Devlin then posed several questions. Why don't bees make each cell triangular, square, or some other shape in cross section? Why have straight rather than curved sides in the first place? The problem boils down to finding the two-dimensional shape that can be repeated endlessly to cover a large flat area, for which the total length of all the cell perimeters is the least (so that the area of the honeycomb walls is as small as possible).
It is easy to show that, if you restrict yourself to hexagons, regular hexagons give a smaller perimeter than non-regular polygons, Devlin said. In 1943, Hungarian mathematician L. Fejes Tóth proved that the regular hexagon pattern gives the smallest total perimeter for all patterns made up of any combination of straight-edged polygons. Intuitively, Devlin said, outward bulges would balance inward bulges.

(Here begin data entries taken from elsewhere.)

PR #1435, opened 2019-01-30
Map update polygons

MrKartoshka:
Polygon functional and customization options


Shedaim:
care to explain how to create a polygon on the existing widget? I don't understand where to use CreatePolygon() or where to create the latLang values. (Using OpenStreet)

PR #1524, opened 2019-03-01
fix widget title longed

vvlladd28:


ashvayka:
Need to reformat code to highlight changes and simplify UI

PR #1537, opened 2019-03-07
Gateway-mqtt-api: deviceName added to attribute Attributes Request response message

gmatheu:
On Gateway-mqtt-api the current Attributes Request response payload is missing `device` attribute. [Documentation](https://thingsboard.io/docs/reference/gateway-mqtt-api/#request-attribute-values-from-the-server) shows that it should be included.

Before this PR:
```
{"id":` $request_id, "value": "value1"}
```

After this PR:
```
{"id":` $request_id, "device": "Device A", "value": "value1"}
```


ashvayka:
@gmatheu Thank You!

PR #1573, opened 2019-03-24
Add full Canadian postal code validation.

descipher:
Please review. Note the upper case change, if necessary lower case can be added back but generally upper case is used in Canadian postal codes.


ikulikov:
@descipher thanks for your contribution!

In 1999, Thomas C. Hales, then at the University of Michigan, announced a complete solution of the honeycomb conjecture. That it's taken 2,000 years and 19 pages of advanced mathematics to show that the familiar honeycomb is the most efficient pattern for the storage of honey is a testament to the wonders of nature, Devlin observed.
Moving from bees to birds, Devlin noted the marvels of bird migration, often far out of sight of land with only the sun, moon, or stars or Earth’s magnetic field to guide them. "Their built-in instinctive systems are doing what in human terms are pretty sophisticated calculations,” Devlin said.
In closing, Devlin looked at how skateboarders get the vertical upward force to leave the ground. He also posed the problem of how a rider steers a bicycle through a turn. A video clip revealed that, to steer right, a rider has to first make a slight turn to the left, and vice versa.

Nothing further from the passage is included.